To address the influx of migrants, the city recently approved a resolution to fund a full-time coordinator at United Way, and will provide public safety and transportation support for migrants attempting to get to bus stations, the airport, or shelters.
"This is a federal-level concern that the local communities are having to contend with," Cruz-Acosta told BuzzFeed News. "We need the federal government to evaluate the impact their immigration policies are having on cities, which are also impacting states and the nation.”
Migrant families apprehended by border agents are typically processed and sent to Immigration and Customs Enforcement, which transports the families farther inland to places like Albuquerque or Las Cruces, New Mexico, to lessen the burden on border cities like El Paso.

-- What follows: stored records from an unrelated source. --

PR #265, opened 2018-06-03
Add explicit concurrent-ruby dependency.

brettburley:
The latest master of sidekiq no longer uses the concurrent-ruby dependency.

Current master is failing the `sidekiq_develop` tests as a result.


mhenrixon:
Thank you @brettburley

PR #266, opened 2018-06-05
Fix inverted logic in WhileExecuting lock.

brettburley:
Previously, the lock was being unlocked immediately before the job was yielded to.

@mhenrixon I know it's been a while since you did your refactor here on how locks work -- but please let me know if I'm missing something here -- it looks like the current master unlocks the job immediately after acquiring the lock for the `WhileExecuting` lock.

### DIFF
--- a/lib/sidekiq_unique_jobs/lock/while_executing.rb
+++ b/lib/sidekiq_unique_jobs/lock/while_executing.rb
@@ -17,14 +17,15 @@ module SidekiqUniqueJobs
       # @return [Boolean] report success
       # @raise [SidekiqUniqueJobs::LockTimeout] when lock fails within configured timeout
       def execute(callback)
-        jid = @lock.lock
-        if jid == @item[JID_KEY]
-          callback&.call
-          unlock(:server)
+        locked = @lock.lock(@calculator.lock_timeout)
+
+        if locked
           yield
         else
           fail_with_lock_timeout!
         end
+      ensure
+        callback&.call if locked && unlock(:server)
       end
 
       # Unlock the current item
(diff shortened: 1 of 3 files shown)


mhenrixon:
@brettburley the way it is supposed to work is to allow subsequent jobs to be scheduled but only one to run at the same time. The UntilExecuted locks from when it is pushed by the client until it is executed properly. This part is why a new version hasn't been released yet. I've simply not had any inspiration to work on the computer for some time.

spec/support/sidekiq_meta.rb
```diff
@@ -3,15 +3,14 @@
 RSpec.configure do |config| # rubocop:disable Metrics/BlockLength
   config.before(:each, redis: :mock_redis) do
     require 'mock_redis'
-    mock_redis = MockRedis.new
```
mhenrixon, line 6: Won't this change leak a @redis variable to the outside though?

lib/sidekiq_unique_jobs/lock/while_executing.rb
```diff
@@ -17,21 +17,23 @@ def lock(_scope)
       # @return [Boolean] report success
       # @raise [SidekiqUniqueJobs::LockTimeout] when lock fails within configured timeout
       def execute(callback)
-        jid = @lock.lock
-        if jid == @item[JID_KEY]
-          callback&.call
-          unlock(:server)
+        locked = @lock.lock(@calculator.lock_timeout)
```
mhenrixon, line 20: It is possible the corresponding tests for this file is broken and needs fixing. I haven't had time to go through it all. Wanted to organise the tests and the files better.

mhenrixon:
Thank you for th contribution! These problems should be fixed in master. Recommend you try v6.0.0.beta3 when it is released. 

I’m closing this for now. If you want you can reopen this against v5.x branch. I might do a minor patch on v5 with some minor fixings.

PR #275, opened 2018-06-20
Code smells

mhenrixon:
- Cleanup a lot of code smells
- Break up huge methods into digestible parts
- Rename some stuff
- Remove duplicated (connection/redis) methods and use from module
- Improvements in testing


lib/sidekiq_unique_jobs/scripts.rb
```diff
@@ -7,35 +7,44 @@
...
-    module_function
+    include SidekiqUniqueJobs::Connection
 
-    extend SingleForwardable
-    def_delegators :SidekiqUniqueJobs, :connection, :logger
+    module_function
 
     def call(file_name, redis_pool, options = {})
-      internal_call(file_name, redis_pool, options)
+      execute_script(file_name, redis_pool, options)
```
mathieujobin, line 17: Thank you ! it looks like this is fixing the deprecation warning about redis-namespace

Issue #291, opened 2018-07-15
Making the GEM compatible with Ruby < 2.3


florrain:
Hey @mhenrixon 

I would like to use the latest version in a Ruby 2.1 application. Loading the GEM with that version does not work because of the new safe navigation operator `&.` in the BaseLock class. There's also the use of the `Integer#positive?` that was added in 2.3 that makes the client middleware to explode.

I personally don't think helper methods should prevent the usage of your GEM, would you accept a PR to fix those? And enforcing the Ruby version in the gemspec to be `>= 2`?

If you know of other references to recent Ruby methods that I can add to that PR that would be helpful as well.

Thanks

mhenrixon:
Please go ahead! You are so right in that the helper methods used shouldn’t prohibit the gem from being used. 

Check the Sidekiq requirements though. I think in later Sidekiq versions 2.1 might not be usable.

florrain:
Great will have that PR up hopefully later today or early next week. Good idea, will double check on that 👍

florrain:
Another question for you -- do you have an estimated release date for the final v6?

mhenrixon:
I was hoping to get some people to test it out first and check that everything is working ok. Any time someone suggests everything is working as advertised I'll cut a final v6.0.0.

The gem has been installed a few times now and since I haven't had that many complaints I'd say it is pretty fine for release.

mhenrixon:
I'm closing this for now, ping me on gitter if you need any help with the Ruby 2.1 work.

PR #292, opened 2018-07-15
Ruby < 2.3 compatibility

florrain:
## Context
As discussed in https://github.com/mhenrixon/sidekiq-unique-jobs/issues/291

## Changes
This PR replaces the references to Ruby 2.3 methods to make the GEM compatible with 2.0 and above.

Also added an explicit `required_ruby_version` in the gemspec to be 2.0 and greater. Looking at the README: `Starting from 5.0.0 [...] support for MRI <= 2.1 is dropped`. Is it safe to relax the Ruby requirement? Note that [Sidekiq 4 requires a minimum of Ruby 2.0](https://github.com/mperham/sidekiq/tree/v4.2.10#requirements)

## Testing
I only tested a `:until_executed`, I need to review the rest of the code to confirm the compatibility. The whole test environment is not passing with Ruby 2.1.10 because of incompatibilities with recent dependencies but other than that the core spec files are passing after those fixes.

### DIFF
--- a/lib/sidekiq_unique_jobs/lock/base_lock.rb
+++ b/lib/sidekiq_unique_jobs/lock/base_lock.rb
@@ -73,7 +73,8 @@ module SidekiqUniqueJobs
       end
 
       def callback_safely
-        callback&.call
+        return if callback.nil?
+        callback.call
       rescue StandardError
         log_warn("The lock for #{item[UNIQUE_DIGEST_KEY]} has been released but the #after_unlock callback failed!")
         raise
--- a/lib/sidekiq_unique_jobs/locksmith.rb
+++ b/lib/sidekiq_unique_jobs/locksmith.rb
@@ -84,7 +84,7 @@ module SidekiqUniqueJobs
 
     def grab_token(timeout = nil)
       redis(redis_pool) do |conn|
-        if timeout.nil? || timeout.positive?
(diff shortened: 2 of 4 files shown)


mhenrixon:
The easiest approach is to change `.rubocop.yml` TargetRubyVersion: 2.0 and run rubocop and check for errors. I think you we might have to reconsider all the strings `'MyString'.freeze` to avoid bleeding memory for older gem version. 

It isn't that much work apart from the `.freeze`. We  can leave the frozen string literal in there I think.

mhenrixon:
I put most of the repetitive strings as constants to make this a little easier: https://github.com/mhenrixon/sidekiq-unique-jobs/blob/master/lib/sidekiq_unique_jobs/constants.rb#L3

Honestly though I mean https://www.ruby-lang.org/en/news/2018/06/20/support-of-ruby-2-2-has-ended/ ruby 2.2 isn't even supported anymore. Any chance you could just upgrade?

florrain:
Indeed there are more objections thrown by Rubocop after lowering the TargetVersion. Considering the intrusive changes and the incompatibilities with deps, I think I'm going to implement the changes in a fork and then will use your official version as soon as we've finished the upgrade to >= 2.3. Your suggestions are much appreciated, it's going to make it much easier for me, thanks again for the advices!

Going to close this 🔒

PR #314, opened 2018-08-01
Fix replace conflict strategy

RoryDH:
After initially failing to get this feature working, I found that the strategy class wasn't in the hash of strategies.

The other thing this PR addresses is removing the client middleware is loaded on the server. 

The client middleware checks if a lock is in place and enqueues in its absense. Client middleware on the server however is only hit when the server enqueues to itself which happens when sidekiq takes scheduled items and enqueues them on the work queue.

I was trying to use the `:until_executing` lock along with `:replace` strategy, but the server would just take the job and drop in `Client::Middleware#call` because the lock only gets released during the server middleware call.

All ears if the client middleware on the server is necessary for whatever other reason.

All the tests pass without it (bar the test which just checks the presence of it, which I fixed).

### DIFF
--- a/lib/sidekiq_unique_jobs/middleware.rb
+++ b/lib/sidekiq_unique_jobs/middleware.rb
@@ -17,11 +17,6 @@ module SidekiqUniqueJobs
 
     def configure_server_middleware
       Sidekiq.configure_server do |config|
-        config.client_middleware do |chain|
-          require 'sidekiq_unique_jobs/client/middleware'
-          chain.add SidekiqUniqueJobs::Client::Middleware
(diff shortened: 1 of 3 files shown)


mhenrixon:
If you have a look in #315 that should be enough to make the replace work. The thing is that what the replace strategy does is remove the other job from the queue, scheduled queue or retry queue and then also remove the digest and locks. Now the client should be able to push this job again. It has nothing to do with executing the job. That is done from the server process while it is locked from the client push.

RoryDH:
Great thanks for explaining and making those changes!

PR #330, opened 2018-08-24
Convert expiration tine to integer

dareddov:


mhenrixon:
Thanks for the contribution @dareddov! I think it actually used to be `.to_i` at one point. Not sure why it got lost.

PR #343, opened 2018-11-07
Define Config class inside SidekiqUniqueJobs module

### LINKED ISSUE #340: concurrent-ruby 1.1.1 is causing this gem to break
```
identifier Config needs to be constant (NameError)
	from /Users/kapil/.rbenv/versions/2.5.3/lib/ruby/gems/2.5.0/gems/concurrent-ruby-1.1.1/lib/concurrent/synchronization/abstract_struct.rb:140:in `define_struct_class'
	from /Users/kapil/.rbenv/versions/2.5.3/lib/ruby/gems/2.5.0/gems/concurrent-ruby-1.1.1/lib/concurrent/mutable_struct.rb:213:in `block in define_struct'
	from /Users/kapil/.rbenv/versions/2.5.3/lib/ruby/gems/2.5.0/gems/concurrent-ruby-1.1.1/lib/concurrent/synchronization/mutex_lockable_object.rb:41:in `block in synchronize'
	from /Users/kapil/.rbenv/versions/2.5.3/lib/ruby/gems/2.5.0/gems/concurrent-ruby-1.1.1/lib/concurrent/synchronization/mutex_lockable_object.rb:41:in `synchronize'
	from /Users/kapil/.rbenv/versions/2.5.3/lib/ruby/gems/2.5.0/gems/concurrent-ruby-1.1.1/lib/concurrent/synchronization/mutex_lockable_object.rb:41:in `synchronize'
	from /Users/kapil/.rbenv/versions/2.5.3/lib/ruby/gems/2.5.0/gems/concurrent-ruby-1.1.1/lib/concurrent/mutable_struct.rb:212:in `define_struct'
	from /Users/kapil/.rbenv/versions/2.5.3/lib/ruby/gems/2.5.0/gems/concurrent-ruby-1.1.1/lib/concurrent/mutable_struct.rb:207:in `new'
	from /Users/kapil/.rbenv/versions/2.5.3/lib/ruby/gems/2.5.0/gems/sidekiq-unique-jobs-6.0.6/lib/sidekiq_unique_jobs.rb:45:in `<module:SidekiqUniqueJobs>'
	from /Users/kapil/.rbenv/versions/2.5.3/lib/ruby/gems/2.5.0/gems/sidekiq-unique-jobs-6.0.6/lib/sidekiq_unique_jobs.rb:40:in `<main>'
```

Slike9:
`Config` class used to be defined in `Concurrent::MutableStruct` which is external, i.e. defined in other library. I guess, it's not good practice to define your code inside a foreign module.
By the way, the pr also fixes #340.

### DIFF
--- a/.travis.yml
+++ b/.travis.yml
@@ -8,13 +8,10 @@ dist: trusty
 sudo: required
 language: ruby
 cache: bundler
+services:
+  - redis-server
 
 before_install:
-  - sudo rm -rf /etc/apt/sources.list.d/rwky-redis.list
-  - sudo add-apt-repository ppa:chris-lea/redis-server -y
-  - sudo apt-get update -qy
-  - sudo apt-get install redis-server
-  - sudo service redis-server start
   - curl -L https://codeclimate.com/downloads/test-reporter/test-reporter-latest-linux-amd64 > ./cc-test-reporter
   - chmod +x ./cc-test-reporter
 before_script:
--- a/lib/sidekiq_unique_jobs.rb
+++ b/lib/sidekiq_unique_jobs.rb
@@ -43,8 +43,7 @@ module SidekiqUniqueJobs
 
   module_function
 
-  Concurrent::MutableStruct.new(
-    'Config',
+  Config = Concurrent::MutableStruct.new(
     :default_lock_timeout,
     :enabled,
     :unique_prefix,
@@ -54,7 +53,7 @@ module SidekiqUniqueJobs
   # The current configuration (See: {.configure} on how to configure)
   def config
     # Arguments here need to match the definition of the new class (see above)
-    @config ||= Concurrent::MutableStruct::Config.new(
+    @config ||= Config.new(
       0,
       true,
       'uniquejobs',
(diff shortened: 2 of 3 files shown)


mhenrixon:
Thank you @Slike9, the code you suggests I believe will only work for concurrent ruby versions greater than 1.1.1 so we need to enforce that then or provide a fallback to allow both older and newer versions of concurrent ruby to be used. Very please to see this update in concurrent ruby!! I really did not like the way they wanted me to define the config class originally.

Slike9:
@mhenrixon `sidekiq-unique-jobs` requires
```ruby
spec.add_dependency 'concurrent-ruby', '~> 1.0', '>= 1.0.5'
```
`concurrent-ruby` v1.0.0 already supports the api https://github.com/ruby-concurrency/concurrent-ruby/blob/v1.0.0/lib/concurrent/synchronization/abstract_struct.rb#L139. So the fix will work for all now supported versions of `concurrent-ruby`. I've run the tests against  `concurrent-ruby` '1.0.5' and they've passed.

While ICE is continuing to transport people to those locations, Border Patrol is also now directly releasing immigrants in El Paso with orders to later appear before an immigration judge, straining resources at organizations who house, feed, and help them reach their destinations.
Ruben Garcia, director of Annunciation House, said the number of people being released to its network last week — 4,500 — surpassed all previous surges it has seen in the past.
"I'm asking myself, has some decision been made to slowly withdraw ICE from the process of releasing," Garcia said. "I very much hope that the decision by Border Patrol to release people does not have a political component. ... I am concerned about that."
Theresa Hernandez said the two women she sheltered at her home departed last week, but they still speak by phone every day. And while she can’t shelter everyone, Hernandez said she plans to deliver food to the downtown El Paso bus station as more migrants are dropped off.
"The same thing is happening every day. They're just leaving them there," she said. "Not many people will invite strangers into their homes. I might not be able to, but I'll try to help with what I can."